Task goal: Up to and including the line with "1. Download this", please set down the entries below exactly, starting from the first line.

Saved entries:
PR #7680, opened 2024-03-19
vk: fix broken gltf renderings

### LINKED ISSUE #7674: Some GLTF files do not render on Vulkan
**Describe the bug**
Some GLTF and especially GLB model files cause intense glitches when rendered with Filament on the Vulkan backend.
This happens on a variety of GLB/GLTF models (about 25% of models tested).

**To Reproduce**
1. Download this example GLB by James Phan: [Sketchfab Link](https://sketchfab.com/3d-models/subway-car-abc21eee368448a4884376ef1fc444fa#download)
2. Load the model into filament's GLTF viewer. The HDRI is irrelevant, but in my testing I used [this free HDRI from PolyHaven](https://polyhaven.com/a/industrial_sunset_puresky).

**Expected behavior**
The model should render correctly, as it does on the OpenGL backend.

**Screenshots**
Here is the visual output on Vulkan:
image

For reference, here is the exact same GLB loaded up in OpenGL:
image

**Logs**
The logs do not show anything extraordinary.
```
FEngine (64 bits) created at 000001C3D410F9F0 (threading is enabled)
Vulkan device driver: NVIDIA 551.61
Selected physical device 'NVIDIA GeForce RTX 4080' from 1 physical devices. (vendor 0x10de, device 0x2704, driver 0x89cf4000, api 1.3)
Backend feature level: 1
FEngine feature level: 1
vkCreateSwapchain: 1024x640, 44, 0, swapchain-size=3, identity-transform=true, depth=130
vkCreateSwapchain: 1920x1017, 44, 0, swapchain-size=3, identity-transform=true, depth=130
```

 - OS: Windows 10 Pro 22H2
 - GPU: NVIDIA RTX 4080 OC
 - Backend: Vulkan
 
 **Extra notes**
 According to the Khronos GLTF validator, the model file is indeed a valid GLTF/GLB file without errors.

poweifeng:
This is due to color attachments being set to store=discard when they are multi-sampled. It's unclear why that condition exists. For now, removing it will fix the rendering issues with transparent object + MSAA. We'll keep it as such until an issue surfaces.

Fixes #7674

### DIFF
--- a/filament/backend/src/vulkan/VulkanFboCache.cpp
+++ b/filament/backend/src/vulkan/VulkanFboCache.cpp
@@ -239,7 +239,7 @@ VkRenderPass VulkanFboCache::getRenderPass(RenderPassKey config) noexcept {
             .format = config.colorFormat[i],
             .samples = (VkSampleCountFlagBits) config.samples,
             .loadOp = clear ? kClear : (discard ? kDontCare : kKeep),
-            .storeOp = config.samples == 1 ? kEnableStore : kDisableStore,
+            .storeOp = kEnableStore,
             .stencilLoadOp = kDontCare,
             .stencilStoreOp = kDisableStore,
             .initialLayout = ((!discard && config.initialColorLayoutMask & (1 << i)) || clear)


bejado (approved):
At least with Metal, for MSAA passes we use "memoryless" textures (which don't store their contents). These then get resolved to a "real" non-MSAA texture. Maybe Vulkan was doing the same?

poweifeng:
> At least with Metal, for MSAA passes we use "memoryless" textures (which don't store their contents). These then get resolved to a "real" non-MSAA texture. Maybe Vulkan was doing the same?

Thanks for the useful background.  I think that was the intention here, but wasn't implemented completed (as per [ARM's example]).  I'll file an issue for tracking implementing it correctly. 


[ARM's example]: https://arm-software.github.io/vulkan-sdk/multisampling.html

z3moon (approved):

Task result:
PR #7680, opened 2024-03-19
vk: fix broken gltf renderings

### LINKED ISSUE #7674: Some GLTF files do not render on Vulkan
**Describe the bug**
Some GLTF and especially GLB model files cause intense glitches when rendered with Filament on the Vulkan backend.
This happens on a variety of GLB/GLTF models (about 25% of models tested).

**To Reproduce**
1. Download this example GLB by James Phan: [Sketchfab Link](https://sketchfab.com/3d-models/subway-car-abc21eee368448a4884376ef1fc444fa#download)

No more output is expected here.